More surprising, however, is the Cambridge Group’s conclusion that changes in fertility levels were more important than mortality factors in explaining the long-term rise in population in the period before 1650. In an age when illegitimacy rates were very low, changing fertility levels were largely controlled by the age at which women married and by the numbers of people who married. The Cambridge Group’s estimates show that both figures tended to move together and that both were significantly higher in the period before 1650 than after, indicating that the ensuing rise in the birth rate was a major cause of long-term population growth. This conclusion is supported by the Group’s gross reproduction rate figures, which show a fairly rapid rise in the later sixteenth and early seventeenth centuries, coinciding with the dramatic rise in the size of the national population.

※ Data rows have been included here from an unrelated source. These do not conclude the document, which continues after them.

PR #1558, opened 2021-08-18
[story/ECP-920] - add reminder flow to eligible now journey

d-a-v-e:
https://dfedigital.atlassian.net/browse/ECP-920

### DIFF
--- a/app/controllers/submissions_controller.rb
+++ b/app/controllers/submissions_controller.rb
@@ -15,6 +15,6 @@ class SubmissionsController < BasePublicController
 
   def show
     render :show
-    clear_claim_session
+    clear_claim_session unless current_claim.has_ecp_policy?
   end
 end
--- a/app/controllers/submissions_controller.rb
+++ b/app/controllers/submissions_controller.rb
@@ -13,6 +13,8 @@ class SubmissionsController < BasePublicController
     end
   end
 
+  # Clear session unless this was an ECP policy. If ECP policy, user has
+  # oppotunity to set a reminder up where name and email is re-used from claim.
   def show
     render :show
     clear_claim_session unless current_claim.has_ecp_policy?
--- a/spec/support/capybara.rb
+++ b/spec/support/capybara.rb
@@ -5,19 +5,23 @@ rescue LoadError
   nil
 end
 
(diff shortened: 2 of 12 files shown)


spec/support/capybara.rb
```diff
@@ -5,19 +5,23 @@
   nil
 end
 
-Capybara.register_driver :headless_chrome do |app|
+view_mode = ENV.fetch("VIEW", false) == "true" ? :chrome : :headless_chrome
+args = %w[disable-dev-shm-usage no-sandbox window-size=1280x1280]
+args = args << "headless" unless view_mode == :chrome
```
d-a-v-e, line 10: I've added this so it's easier to view feature specs live in a browser, just prefix the ENV variable VIEW when running a spec, e.g.: 

```terminal
VIEW=true be rspec spec/features/ecp_eligible_now_reminder_set_spec.rb
```
_be = bundle exec_

d-a-v-e: to disable, just set `VIEW=false` (or anything but `true`)

app/controllers/submissions_controller.rb
```diff
@@ -13,8 +13,10 @@ def create
     end
   end
 
+  # Clear session unless this was an ECP policy. If ECP policy, user has
+  # oppotunity to set a reminder up where name and email is re-used from claim.
```
WorkSutton, line 17: @d-a-v-e Should we be clearing down the `current_claim_session` for ECP at some point later in the journey, so that it can be used, but is actually cleared eventually?

WorkSutton (commented):
Nice work @d-a-v-e. Just the one question, otherwise looks good from my perspective

app/controllers/submissions_controller.rb
d-a-v-e: not sure i understand the Q, but the session is cleared later on in the reminders flow: https://github.com/DFE-Digital/claim-additional-payments-for-teaching/pull/1558/files#diff-b8e469ddb63fc4efe9e712d5b2f68490f9e3b4bc9d055bc312dd42e90ddb8402R21

WorkSutton (approved):

PR #1570, opened 2021-08-20
[story/ECP-1140] Add important notes to claim (DQT active alert)

nomasprime:


WorkSutton:
@nomasprime I noticed when you demo'd this the other day that we had a red panel.

I think we should be asking an opinion from our UCD team - Andy Davies now.

app/assets/stylesheets/components/banner.scss
```diff
@@ -1,5 +1,5 @@
-.banner-temporary-message-without-action {
-  background: govuk-colour("blue");
+.banner {
+  background: govuk-colour("red");
```
WorkSutton, line 2: Please see main comment, I believe we should not be making design decisions ourselves given we have a UCD (Ux/Content/Design) team member

WorkSutton (approved):
Approving after the meeting this morning the visuals.

PR #1576, opened 2021-08-23
[bug/ECP-1158] - Fix admin qualifications task for ECP

martikat:


nomasprime:
Why remove `:long` when it's supposed to be a valid arg? The real issue appears to be the `first_eligible_itt_academic_year` is returning `nil` which has a method `.to_s` that doesn't accept any args.

Suspect the real issue's that with an existing deployment the old enum values for the `itt_academic_year` field haven't been migrated.

PR #1589, opened 2021-08-27
[bug/ECP-1158] - One off Data Migration to fix qualifications link throwing error

WorkSutton:
- PolicyConfiguration for ECP - update current_academic_year from 2020/2021 to 2021/2022
 - Find all ECP Claims with attribute 'academic_year' set to 2020/2021 - update to 2021/2022


nomasprime (dismissed):
Can be drastically simplified and, appreciate the sentiment but, all the output seems unnecessary.

Also, don't see anything here updating enums we talked about which means they'll be ineligible, ie, cohort needs to be eligible too.

timallen-and (approved):

PR #1596, opened 2021-08-28
[story/ECP-1063] Update claim verifiers to handle multiple partial matches

nomasprime:


db/schema.rb
```diff
@@ -131,6 +131,8 @@
     t.integer "eligible_itt_subject"
     t.boolean "teaching_subject_now"
     t.string "itt_academic_year", limit: 9
+    t.boolean "postgraduate_masters_loan"
+    t.boolean "postgraduate_doctoral_loan"
```
WorkSutton, line 135: @nomasprime These two attributes have been moved to the claim model. Could you please fix

WorkSutton (changes requested):
Please fix the schema migration issue called out. Have not reviewed rest yet

db/schema.rb
nomasprime: Missed this. Don't know why it keeps coming back.

I'll remove again.

WorkSutton (approved):

PR #1607, opened 2021-08-31
[bug/ECP-1180] Stop claim full name adding redundant spaces when middle name is an empty or blank string

nomasprime:


WorkSutton (approved):
Nice :+1:

PR #1610, opened 2021-09-01
[story/ECP-1182] Fix ECP admin claim qualifications task question to first claim year eligibility (Mathematics 2018)

nomasprime:


WorkSutton (changes requested):
@nomasprime I know you don't like FIXME's or TODO's but I feel strongly we need some in code documentation on this one. No ideas if we will be fixing before we leave the project. So I believe it is essential to call this out here. Could you add something plesae?

nomasprime:
We will definitely be doing this and even if we weren't, would you propose we move all incomplete issues to the code when we hand over?

Code's pretty self-explanatory and this pretty much next thing I'm working on, comment would duplicate issue, so no need for extraneous comment.

timallen-and (commented):
Please document it as if you were to be hit by a bus while nipping out for lunch and another Dev has to pick up the work! I mean, I hope you don't get hit by bus but you never know.

WorkSutton (approved):
Being pragmatic and approving mainly due to time constraints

How well did the English economy respond to the challenge of this sustained population rise? One of the difficulties in answering that question with any certainty is that a case can be made for both an ‘optimistic’ and a ‘pessimistic’ conclusion.

The optimistic case

Those who have put this case have pointed out the differences in the demographic structure of early modern England from modern Third World countries, which suffer from a youthful population, low average expectation of life at birth figures and the predominance of extended families. The Cambridge Group’s figures show that the percentage of people in the 0–14 age group was smaller (31.3 per cent) and that the average expectation of life at birth figure was higher (the upper 30s) than was once thought. This means that ‘the dependency burden’ – the percentage of the population who could not work at full productive capacity – was lighter than in many traditional societies, and did not act as a drag on the productive capacity of the early modern English economy. Nor did it suffer from the presence of large extended family households, in which ‘all the family’s resources go on supporting an army of relations, many of whom contribute nothing to production’.3 Instead in early modern England the norm was the nuclear family, consisting only of parents and unmarried children. When a son married he set up his own separate household. Since, as a result, households in this period were small (an average of four or five people), so too was the typical economic unit, the family farm or workshop, the family workforce being supplemented only by a few living-in apprentices, labourers or servants. Though small, the nuclear family is much more likely to produce more than it needs for its own subsistence. This means that many sectors of the economy were organized for production for the market, as they had been since at least the thirteenth century.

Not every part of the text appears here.